Work instructions
Among the entries beneath this sentence, how many lines include the word "them"? Only the number is wanted.

Record set
● ● ● ● ●

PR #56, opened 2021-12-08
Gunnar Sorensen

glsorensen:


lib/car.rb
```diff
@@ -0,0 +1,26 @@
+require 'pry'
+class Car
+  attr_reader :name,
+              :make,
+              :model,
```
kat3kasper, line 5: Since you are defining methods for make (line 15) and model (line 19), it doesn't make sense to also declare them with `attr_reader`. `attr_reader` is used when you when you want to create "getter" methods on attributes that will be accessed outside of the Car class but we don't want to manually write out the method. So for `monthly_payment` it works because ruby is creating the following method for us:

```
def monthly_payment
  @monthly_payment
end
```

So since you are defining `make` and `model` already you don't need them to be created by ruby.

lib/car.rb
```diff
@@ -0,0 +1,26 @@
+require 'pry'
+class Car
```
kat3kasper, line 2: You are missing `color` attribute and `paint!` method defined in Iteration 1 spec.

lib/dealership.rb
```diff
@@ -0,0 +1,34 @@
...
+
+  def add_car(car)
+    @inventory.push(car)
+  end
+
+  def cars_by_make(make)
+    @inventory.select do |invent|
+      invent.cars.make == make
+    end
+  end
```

● ● ● ● ●

Response below
2